O atacante afirmou recentemente que ficou surpreso com a escolha e ainda não a entendeu totalmente. Segundo Fabrizio Romano (trad. Mercado de transferências), esperava-se que tivesse outra chance depois de apenas um ano em San Siro. Acreditava-se que ele poderia ter sido uma alternativa viável atrás de Gonzalo Ramos, já que Os rossoneri Atualmente conta apenas com Francisco Camarda, também como número 10.
Em vez disso, Milan e Ruben Amorim decidiram, em meados do verão, prescindir de Nkunku e Fofana. Eles concordaram em termos ruins apenas para se livrar deles, pelo menos nesta temporada. O primeiro regressou ao RB Leipzig com um empréstimo de 3 milhões de euros e opção de compra de 28 milhões de euros.

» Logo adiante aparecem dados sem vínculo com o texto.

PR #1180, opened 2025-04-01
DM-49537: Implement ScarletModelFormatter for scarlet models

fred3m:
## Checklist

- [ ] ran Jenkins

### DIFF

Em vez disso, o meio-campista mudou-se para o Sevilla apenas temporariamente, sem nenhuma cláusula em vigor e com seu novo clube cobrindo apenas 8% de seu salário. O acordo foi rapidamente fechado no final do prazo. o Os rossoneri Ele trabalhou durante horas em sua mudança para o Olympique Lyonnais. Ao contrário de Tomori, ele teria sido retirado do time se não tivesse saído.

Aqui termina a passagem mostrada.